> [Your goal]
Only lines holding "include" are needed; copy each of them from the data below.

> [Material shown]

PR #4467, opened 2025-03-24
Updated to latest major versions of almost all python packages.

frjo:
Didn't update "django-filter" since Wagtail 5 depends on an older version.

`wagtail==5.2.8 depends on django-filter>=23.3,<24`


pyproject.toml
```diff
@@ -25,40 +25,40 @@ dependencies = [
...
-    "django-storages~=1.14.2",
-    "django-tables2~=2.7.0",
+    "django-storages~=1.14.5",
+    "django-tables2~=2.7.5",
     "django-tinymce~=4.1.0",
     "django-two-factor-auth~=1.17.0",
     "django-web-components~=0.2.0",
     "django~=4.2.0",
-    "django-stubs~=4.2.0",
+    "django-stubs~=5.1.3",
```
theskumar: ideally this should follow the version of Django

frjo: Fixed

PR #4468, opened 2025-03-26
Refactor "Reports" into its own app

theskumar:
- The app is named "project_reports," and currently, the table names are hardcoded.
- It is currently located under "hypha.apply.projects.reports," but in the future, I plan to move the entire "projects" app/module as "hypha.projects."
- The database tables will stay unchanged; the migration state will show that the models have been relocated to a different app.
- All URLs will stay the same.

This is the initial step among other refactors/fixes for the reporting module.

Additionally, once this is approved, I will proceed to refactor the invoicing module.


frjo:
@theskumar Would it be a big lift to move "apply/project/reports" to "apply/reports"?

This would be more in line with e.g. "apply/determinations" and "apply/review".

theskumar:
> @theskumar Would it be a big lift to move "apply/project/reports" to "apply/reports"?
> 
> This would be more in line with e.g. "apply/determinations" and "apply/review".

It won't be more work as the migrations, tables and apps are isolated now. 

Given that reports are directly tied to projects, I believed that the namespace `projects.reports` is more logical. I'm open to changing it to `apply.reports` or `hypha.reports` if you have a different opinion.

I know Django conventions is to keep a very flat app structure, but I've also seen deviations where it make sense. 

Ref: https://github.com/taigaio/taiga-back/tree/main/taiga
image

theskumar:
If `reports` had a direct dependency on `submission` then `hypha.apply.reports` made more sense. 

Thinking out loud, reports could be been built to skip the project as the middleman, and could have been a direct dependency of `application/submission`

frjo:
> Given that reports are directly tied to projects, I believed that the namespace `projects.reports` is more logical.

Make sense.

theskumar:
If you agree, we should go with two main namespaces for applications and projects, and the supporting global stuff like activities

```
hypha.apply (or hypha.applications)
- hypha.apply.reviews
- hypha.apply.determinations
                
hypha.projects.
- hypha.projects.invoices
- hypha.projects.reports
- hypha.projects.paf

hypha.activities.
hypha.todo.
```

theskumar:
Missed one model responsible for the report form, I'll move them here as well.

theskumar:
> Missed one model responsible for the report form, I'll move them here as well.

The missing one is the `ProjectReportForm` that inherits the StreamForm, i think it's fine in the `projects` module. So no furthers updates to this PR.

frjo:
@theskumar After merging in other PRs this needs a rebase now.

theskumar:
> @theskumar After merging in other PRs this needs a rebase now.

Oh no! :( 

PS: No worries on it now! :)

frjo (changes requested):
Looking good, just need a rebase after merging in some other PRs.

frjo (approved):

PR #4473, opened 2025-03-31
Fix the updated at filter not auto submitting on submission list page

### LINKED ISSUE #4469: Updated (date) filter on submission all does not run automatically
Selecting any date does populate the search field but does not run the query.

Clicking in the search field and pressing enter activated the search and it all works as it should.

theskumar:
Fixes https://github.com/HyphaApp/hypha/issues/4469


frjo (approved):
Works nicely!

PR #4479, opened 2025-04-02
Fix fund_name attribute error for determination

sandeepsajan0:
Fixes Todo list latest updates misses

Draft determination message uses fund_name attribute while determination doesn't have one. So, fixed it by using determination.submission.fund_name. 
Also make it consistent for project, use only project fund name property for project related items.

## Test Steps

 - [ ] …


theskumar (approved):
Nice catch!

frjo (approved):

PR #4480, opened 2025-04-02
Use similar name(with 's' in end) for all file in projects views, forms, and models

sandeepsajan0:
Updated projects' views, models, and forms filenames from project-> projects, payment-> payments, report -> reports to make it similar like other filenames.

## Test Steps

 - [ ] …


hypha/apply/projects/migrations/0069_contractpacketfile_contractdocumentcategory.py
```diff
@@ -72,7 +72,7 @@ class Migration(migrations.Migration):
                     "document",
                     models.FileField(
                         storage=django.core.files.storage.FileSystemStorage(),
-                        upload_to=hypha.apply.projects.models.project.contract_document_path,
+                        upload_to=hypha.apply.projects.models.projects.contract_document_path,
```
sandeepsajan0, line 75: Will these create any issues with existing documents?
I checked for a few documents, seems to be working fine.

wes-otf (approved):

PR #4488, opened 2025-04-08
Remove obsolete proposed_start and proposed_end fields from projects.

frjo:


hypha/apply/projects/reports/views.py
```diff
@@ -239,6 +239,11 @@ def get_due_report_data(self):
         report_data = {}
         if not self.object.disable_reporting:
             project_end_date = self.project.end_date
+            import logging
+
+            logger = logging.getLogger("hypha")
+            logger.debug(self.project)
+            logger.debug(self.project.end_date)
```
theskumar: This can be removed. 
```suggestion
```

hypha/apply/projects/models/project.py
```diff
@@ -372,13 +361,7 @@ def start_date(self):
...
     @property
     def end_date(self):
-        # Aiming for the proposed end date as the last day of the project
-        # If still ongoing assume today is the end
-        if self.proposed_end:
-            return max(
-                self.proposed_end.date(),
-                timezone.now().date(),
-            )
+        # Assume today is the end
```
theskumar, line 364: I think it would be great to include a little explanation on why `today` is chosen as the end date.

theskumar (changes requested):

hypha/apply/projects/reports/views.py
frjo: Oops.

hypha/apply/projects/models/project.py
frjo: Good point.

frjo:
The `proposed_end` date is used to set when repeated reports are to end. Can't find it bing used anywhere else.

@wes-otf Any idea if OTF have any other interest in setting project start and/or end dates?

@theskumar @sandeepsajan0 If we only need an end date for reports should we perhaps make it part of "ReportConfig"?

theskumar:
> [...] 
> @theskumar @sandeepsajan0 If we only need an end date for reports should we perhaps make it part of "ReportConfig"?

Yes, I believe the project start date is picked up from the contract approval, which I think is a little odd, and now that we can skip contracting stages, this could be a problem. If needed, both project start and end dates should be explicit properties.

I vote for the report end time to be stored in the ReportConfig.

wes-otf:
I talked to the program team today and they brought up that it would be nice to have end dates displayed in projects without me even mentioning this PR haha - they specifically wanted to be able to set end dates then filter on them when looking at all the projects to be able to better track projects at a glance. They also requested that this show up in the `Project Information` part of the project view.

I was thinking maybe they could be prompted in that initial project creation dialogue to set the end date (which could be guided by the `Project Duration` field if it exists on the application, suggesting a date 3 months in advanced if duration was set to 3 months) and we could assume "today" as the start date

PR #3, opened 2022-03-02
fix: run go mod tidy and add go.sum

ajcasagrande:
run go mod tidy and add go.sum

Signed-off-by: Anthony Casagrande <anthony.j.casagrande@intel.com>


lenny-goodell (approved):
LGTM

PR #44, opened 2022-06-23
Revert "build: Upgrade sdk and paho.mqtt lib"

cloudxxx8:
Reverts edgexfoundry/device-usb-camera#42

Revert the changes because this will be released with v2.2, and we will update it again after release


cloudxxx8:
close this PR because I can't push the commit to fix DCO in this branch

...

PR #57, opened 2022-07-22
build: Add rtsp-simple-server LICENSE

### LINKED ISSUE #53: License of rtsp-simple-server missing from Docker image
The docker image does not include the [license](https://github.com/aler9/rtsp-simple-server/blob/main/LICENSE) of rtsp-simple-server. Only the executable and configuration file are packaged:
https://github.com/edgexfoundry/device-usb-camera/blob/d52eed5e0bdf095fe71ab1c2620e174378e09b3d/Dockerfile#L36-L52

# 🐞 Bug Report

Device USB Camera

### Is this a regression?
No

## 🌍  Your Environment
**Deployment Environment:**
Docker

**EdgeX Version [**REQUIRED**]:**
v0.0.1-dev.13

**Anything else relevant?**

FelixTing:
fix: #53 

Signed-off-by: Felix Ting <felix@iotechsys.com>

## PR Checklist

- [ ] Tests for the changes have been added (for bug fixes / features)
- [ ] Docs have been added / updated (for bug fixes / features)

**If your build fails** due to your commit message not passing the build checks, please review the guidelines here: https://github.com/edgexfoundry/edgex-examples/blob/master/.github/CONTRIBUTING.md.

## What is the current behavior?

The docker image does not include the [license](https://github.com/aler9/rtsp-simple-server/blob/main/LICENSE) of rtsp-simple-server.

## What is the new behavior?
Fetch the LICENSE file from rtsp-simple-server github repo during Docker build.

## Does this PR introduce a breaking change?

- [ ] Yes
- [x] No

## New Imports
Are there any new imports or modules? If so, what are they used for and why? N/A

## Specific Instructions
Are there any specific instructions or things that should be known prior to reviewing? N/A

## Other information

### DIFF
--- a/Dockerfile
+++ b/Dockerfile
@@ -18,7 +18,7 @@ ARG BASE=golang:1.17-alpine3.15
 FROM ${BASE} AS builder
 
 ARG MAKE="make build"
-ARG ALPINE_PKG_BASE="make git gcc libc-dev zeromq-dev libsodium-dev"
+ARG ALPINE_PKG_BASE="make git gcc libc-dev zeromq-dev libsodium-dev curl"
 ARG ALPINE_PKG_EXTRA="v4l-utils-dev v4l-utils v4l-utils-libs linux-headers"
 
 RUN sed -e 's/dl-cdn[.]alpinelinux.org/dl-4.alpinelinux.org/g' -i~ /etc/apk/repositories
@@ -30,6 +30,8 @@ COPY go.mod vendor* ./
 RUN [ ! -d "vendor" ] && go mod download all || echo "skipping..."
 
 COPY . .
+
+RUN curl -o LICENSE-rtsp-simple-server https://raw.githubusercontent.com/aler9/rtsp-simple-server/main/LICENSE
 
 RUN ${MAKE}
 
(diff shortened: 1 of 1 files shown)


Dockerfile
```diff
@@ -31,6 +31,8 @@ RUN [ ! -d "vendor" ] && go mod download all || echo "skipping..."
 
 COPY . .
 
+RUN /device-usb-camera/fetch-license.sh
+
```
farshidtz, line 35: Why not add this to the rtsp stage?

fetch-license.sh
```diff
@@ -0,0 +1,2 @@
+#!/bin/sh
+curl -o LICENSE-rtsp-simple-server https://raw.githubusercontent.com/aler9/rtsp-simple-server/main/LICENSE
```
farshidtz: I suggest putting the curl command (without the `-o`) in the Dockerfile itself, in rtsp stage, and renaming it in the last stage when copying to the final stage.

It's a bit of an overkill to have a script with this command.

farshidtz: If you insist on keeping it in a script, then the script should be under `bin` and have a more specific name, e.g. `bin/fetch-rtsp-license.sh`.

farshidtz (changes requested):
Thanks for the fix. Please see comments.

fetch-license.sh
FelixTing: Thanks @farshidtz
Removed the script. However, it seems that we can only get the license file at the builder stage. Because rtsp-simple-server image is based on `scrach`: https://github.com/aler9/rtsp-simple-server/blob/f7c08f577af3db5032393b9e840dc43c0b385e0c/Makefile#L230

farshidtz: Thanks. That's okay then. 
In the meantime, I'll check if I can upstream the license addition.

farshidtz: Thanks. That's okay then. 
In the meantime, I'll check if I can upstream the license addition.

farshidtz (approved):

> [Answer to the exercise]
theskumar, line 364: I think it would be great to include a little explanation on why `today` is chosen as the end date.
The docker image does not include the [license](https://github.com/aler9/rtsp-simple-server/blob/main/LICENSE) of rtsp-simple-server. Only the executable and configuration file are packaged:
The docker image does not include the [license](https://github.com/aler9/rtsp-simple-server/blob/main/LICENSE) of rtsp-simple-server.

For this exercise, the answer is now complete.